UK financial services may need to review its business model as the savings sector is regarded as a "middle-classed market", suggest panellists attending a Labour Party Conference fringe meeting.
Speaking in Manchester yesterday as a member of the panel debate on financial inclusion, Ann Rossiter, director of the think tank Social Market Foundation, chaired and summed up a discussion about the need to encourage financial inclusion by suggesting the financial services industry is seen as being geared towards the middle classes.
A key comment delivered by Rossiter at the end of the forum questioned whether and to what extent the structure of the financial services market and its current business models “could or should be reviewed” in order to tackle financial inclusion.
Her comments followed earlier criticism of the financial services industry by fellow panellist and Treasury Select Committee chair John McFall MP, who said the savings market is seen as a middle-class market and who further claimed much of the £35bn in retail financial services sales is recycled or “churned” money which is already in the system rather than new investment.
In an additional swipe at financial adviser commission, McFall also acknowledged financial service providers do have upfront costs to cover but questioned whether commission is a hindrance to helping low income families gain financial advice, as well as whether advisers should receive trail commission for activities completed many years ago.
A spokesman for Standard Life says the life office’s chief executive Trevor Matthews spoke in defence of the industry, and stressed “churning by financial is not necessarily bad as A-Day and the advice delivered gave the public more opportunities and a better deal” than those they may already have held.
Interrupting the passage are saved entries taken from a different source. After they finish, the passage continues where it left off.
PR #11104, opened 2025-05-17
docs(linter): normalize rule docs format

ulrichstark:
Most of these changes were done automatically using find & replace. This brings many rule docs closer to the desired format of #6050. Also fixed minor issues in some docs discovered while working on this.


camc314 (approved):
thank you for the PR, please try to split these up into smaller chunks in future as it means it's easier and quicker to review

ulrichstark:
> thank you for the PR, please try to split these up into smaller chunks in future as it means it's easier and quicker to review

@camc314 yes true, sorry. The PR got bigger than anticipated while working on it. I will make more selective changes in the future. Thanks for your follow up changes!

PR #11142, opened 2025-05-19
refactor(regular_expression): Refactor `regexp-modifiers` support

leaysgur:
When I first implemented this proposal, it was Stage 3 and the specs were not even fixed.
But for now, this spec is in Stage 4 and has been cleared up, so I've updated it.

In the process, I have done some refactoring.

- Shorten code by `bitflags` like `RegExpFlags`
  - This requires some lines to make `ast_tools` works
- Update readme

NOTE: The basic behavior remains unchanged.


leaysgur:
I checked the `cal.com.tsx` file and all the `RegExp` usage. But none of them pass `parse_modifiers()`.

Regression is accidental...? or Am I missing something? 🤔

Boshen:
Nice!

PR #11184, opened 2025-05-20
feat(linter): add autofix to eslint/no-unneeded-ternary

huangtiandi1999:
### Auto-fix Example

Matthews said while the UK financial services industry is perhaps of the most sophisticated in the world, complexity which leads to financial exclusion is not necessarily the fault of the industry as he notes there can be as many as “100 different parameters” to calculating the UK state pension.
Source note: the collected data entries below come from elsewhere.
Issue #11145, opened 2024-06-21
Custom arena allocator


overlookmotel:
I feel we should investigate replacing Bumpalo with a custom allocator. Notes on why, and some ideas:

### Make it faster - remove alignment calculations

Oxc's AST has a property which is unusual. Every single AST type is aligned on 8 (because they all contain a `Vec`, `Box`, `Atom` or `&str`).

We can exploit this property to remove alignment calculations when allocating into the arena. The bump pointer is always aligned on 8 after the last allocation, so no need to re-align each time you allocate.

This will only remove a couple of instructions (and possibly one branch), but given that allocating is a very hot path, it might well make a measurable difference.

Bumpalo is designed for a general use case, and so cannot perform this optimization.

NB: There are 2 exceptions to the "everything aligned on 8" rule:

1. String data is aligned on 1. Either store strings in a separate memory space, or at start of arena chunks (see below), or align them on 8 manually.
2. `BooleanLiteral` is aligned on 4. Easy fix by making it `#[repr(align(8)]`.

Reference: [ser_raw](https://docs.rs/ser_raw/latest/ser_raw/storage/struct.AlignedVec.html) performs this optimization.

### Make it faster - alternative design

[Blink allocator](https://github.com/zakarumych/blink-alloc) [claims to be much faster](https://github.com/zakarumych/blink-alloc/blob/main/BENCHMARKS.md) than Bumpalo. There was an attempt to replace Bumpalo with Blink in Oxc last year https://github.com/oxc-project/oxc/pull/106, but it didn't show performance improvements. Nonetheless, I think it's worthwhile investigating why and whether anything we can learn from Blink.

I have some questions myself about Bumpalo's design. I don't understand why it uses double-indirection (pointer to a pointer) to get to the current chunk cursor. I wonder if reducing indirection could yield a speed boost.

Some other possible optimizations here: https://github.com/fitzgen/bumpalo/issues/234

### Fill chunks from both ends

* Fill from end for AST nodes (bumping downwards, same as Bumpalo does).
* Fill from start for strings (bumping upwards).

oxc-project/backlog#37

This would also have the nice property of grouping all string data together in one place in memory, which is probably advantageous for AST transfer.

### Align chunks on 4 GiB

[...]

PR #11198, opened 2025-05-20
refactor(allocator): introduce `Alloc` trait

overlookmotel:
First step towards replacing `bumpalo` with our own allocator (#11145).

Introduce `Alloc` trait and implement it for `bumpalo::Bump`. A later PR will parameterize `Vec` with `Alloc`, instead of a static dependency on `Bump`.

We can later on replace `Bump` with our own `Arena` type. `Arena` will also implement `Alloc`, so the two will be able to be swapped with a minimum of fuss.

### Why do we need a trait at all?

Why couldn't `Vec` just statically depend on `Arena`, same as it now does on `Bump`?

Rationale for a trait here is: My intent is to have 2 different variants of `Arena` to support filling allocator chunks from both ends (string data fills from the start, all other types fill from the end). This will have 3 advantages: 

1. More tightly packed data. `&str` / `Atom` is the only type in the AST which is not aligned on 8. Strings currently often tend to end up with unnecessary padding bytes around them.
2. Packing all string data into a single immutable stretch of memory has potential to speed up all string operations (https://github.com/oxc-project/backlog/issues/46#issuecomment-2603153807).
3. It should unblock the biggest current perf bottleneck in raw transfer, by allowing all strings in the AST to be converted to UTF-16 in a single shot (as if they were just 1 long string), rather than converting each string individually.

`String` is a wrapper around `Vec`, and it's preferable not to have to implement `Vec` twice for front-filling (strings) and back-filling (all other types). `Vec<T, A: Alloc>` is a simpler solution.

### DIFF
--- a/crates/oxc_allocator/src/alloc.rs
+++ b/crates/oxc_allocator/src/alloc.rs
@@ -1,0 +1,183 @@
+// All methods just delegate to `Bump`'s methods
+#![expect(clippy::inline_always)]
+
+use std::{
+    alloc::{Layout, handle_alloc_error},
+    ptr::NonNull,
+};
+
+use allocator_api2::alloc::Allocator;
+use bumpalo::Bump;
+
+/// Trait describing an allocator.
+///
+/// It's a simpler version of `allocator_api2`'s [`Allocator`] trait.
+///
+/// The difference between these methods and [`Allocator`]'s versions of them are:
+///
+/// * `shrink` and `grow` return a pointer and panic/abort if allocation fails,
+///   instead of returning `Result::Err`.
+/// * All methods return a `NonNull<u8>`, instead of `NonNull<[u8]>`.
+pub trait Alloc {
+    /// Allocate space for an object with the given [`Layout`].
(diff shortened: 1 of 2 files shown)


overlookmotel:
* **#11198** <a href="https://app.graphite.dev/github/pr/oxc-project/oxc/11198?utm_source=stack-comment-icon" target="_blank">Graphite</a> 👈 <a href="https://app.graphite.dev/github/pr/oxc-project/oxc/11198?utm_source=stack-comment-view-in-graphite" target="_blank">(View in Graphite)</a>
* `main`
<hr />

You must have a Graphite account in order to use the merge queue. Sign up using [this link](https://app.graphite.dev/invite/github/oxc-project?ref=merge-queue-instructions-in-stack-comment&prId=11198).

<h2></h2>
<sub>

</sub>

<sub>

</sub>

<h2></h2>

Dunqing (approved):

Dunqing:
Wow, that's a good idea to improve `String`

He also pointed to a lack of public interest in financial services products as being a key contributor in the consumer’s lack of knowledge on matters such as pensions, as he suggested while people might be able to work out complex bets on horse races, the level of “disengagement” means they can’t work out their pension.
In order to combat low levels of financial protection for those people who need it most – a situation described as “criminal” - Matthews argued the UK should should consider basic protection in the debate around the NPSS, as Australia included a “term assurance element” when its compulsory pension system was introduced.
Brian Pomeroy, chair of the Treasury working group on financial inclusion, also added while there were around three million people with no bank account three years ago, part of the problem still appears to be an issue of trust of financial institutions while other consumers do not believe bank accounts are suitable for them.
Vernon Everitt, director at retail themes at the Financial Services Authority, suggested a contributing factor to financial exclusion is people find it difficult to engage with the financial services industry but believes the drive to get financial education on the national curriculum will support future development of consumer knowledge.